Congressional Aide Guise Will Cost Tax Preparer

     SAN FRANCISCO (CN) – A tax preparer was properly convicted of impersonating a congressional aide in a scheme to calm a client, the divided 9th Circuit ruled Thursday.
     Susan Tomsha-Miguel, owner of a small tax-preparation business in Atwater, Calif., found herself in hot water after a client sought help with an Internal Revenue Service dispute in early 2011. Tomsha-Miguel contacted then-Congressman Dennis Cardoza’s office and asked the politician to call the IRS on the client’s behalf.
     Cardoza’s office offered to help but asked the client to complete a release form, which aides faxed to Tomsha-Miguel on official letterhead. Rather than have the client fill out the release, however, Tomsha-Miguel photocopied Cardoza’s letterhead onto a letter she wrote and signed as “William G. Darton, Aide to Congressman Dennis A. Cardoza.”
     The faked letter, addressed to Tomsha-Miguel, promised that the director of the IRS’ taxpayer advocate service would make the client’s issue a “number one priority.” Tomsha-Miguel faxed the letter to the client who – unfortunately for Tomsha-Miguel – tried to follow up directly with Cardoza’s office and the fictional Darton.
     After an FBI investigation, a federal grand jury indicted Tomsha-Miguel on one count of impersonating an officer or employee of the United States. She was eventually convicted and sentenced to a year of probation and 50 hours of community service.
     On appeal to the 9th Circuit, Tomsha-Miguel argued that the government failed to make its case because she addressed the forgery to herself and that a person cannot pretend to herself that she is a federal employee.
     But whether she fooled herself or not, Tomsha-Miguel still impersonated a federal employee – albeit a fictional one, a 9th Circuit majority found Thursday.
     “Impersonation occurs when any person ‘assumes to act in the pretended character’ of a government official,” Judge Richard Paez wrote for the court, citing the 1943 decision in United States v. Lepowitch. “Here, Tomsha-Miguel crafted a fraudulent letter when she prepared it on behalf of ‘William G. Darton,’ the fictional ‘Aide to Congressman Dennis A. Cardoza;’ signed the letter on behalf of the fictional aide; and copied the official letterhead of Congressman Cardoza’s office into the letter.
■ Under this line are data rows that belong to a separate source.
PR #957, opened 2022-06-30
ACAS-328 shift endpoint behind /api so it does not require new proxy settings

bffrost:
## Description
When deployed in production, ACAS is behind an nginx proxy that only routes certain urls to ACAS. ACAS-277 added a new `/getLinkExptQueryTool` URL but we did not add it to the configuration service that controls that nginx proxy. A simpler solution is to move this route behind a pre-existing url beginning, namely `/api`.

After fixing initial issue, noticed and fixed 2 more issues with the copy link button.

## How Has This Been Tested?
Patched these into javascript on live server, tested features in UI


brianbolt (approved):
LGTM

The substance of the letter also related steps that the congressman’s office had purportedly taken on behalf of Tomsha-Miguel’s client. In light of these facts, a jury could reasonably conclude that these actions constituted an effort to ‘assume to act in the pretended character’ and amounted to impersonation of a federal officer or employee.”
     Tomsha-Miguel failed to gain traction with the appellate court by arguing that she could not have “acted as such” since she took no further action as Darton beyond the letter.
     “Here, Tomsha-Miguel falsely assumed the role of a fictional congressional aide – William G. Darton – when she prepared a fraudulent letter and then signed it in his name,” Paez wrote, joined by Judge Susan Graber. “She then faxed the letter to her client in order to effectuate the impersonation and convince the client that the Congressman’s office was seeking to resolve his tax dispute with the IRS. In light of these facts, a reasonable jury could conclude that Tomsha-Miguel’s actions were ‘consistent with the assumed character’ of a government official, and in furtherance of the impersonation, when she transmitted the fraudulent letter to the client. Accordingly, the District Court did not err in denying Tomsha-Miguel’s motion for judgment of acquittal.”
     The panel also declined to entertain Tomsha-Miguel’s claim that impersonating a congressional aide is protected free speech.
     “As United States v. Alvarez made clear, the government has the constitutional power to prohibit the impersonation of federal officials and employees, and that prohibition serves the substantial government interests of ‘protecting the integrity of government processes,’ and ‘maintaining the general good repute and dignity of government service itself,'” Paez wrote. “The government’s interests are concerned solely with the act of impersonation itself, not the content of the impersonation.”
     In a three-paragraph dissent, Judge William Fletcher said that Tomsha-Miguel should not have been convicted.
     “Ms. Tomsha-Miguel performed two acts, neither of which qualifies as assuming or pretending to be William Darton,” Fletcher wrote. “First, she wrote a letter to herself using the name of the fictitious aide Darton. In so doing, she did not assume or pretend to herself, or to anyone else, that she was Darton. Second, she sent the letter to her client, pretending that she had contacted Darton and that Darton had written the letter to her. In so doing, she did not assume or pretend to herself, or to her client, that she was Darton.”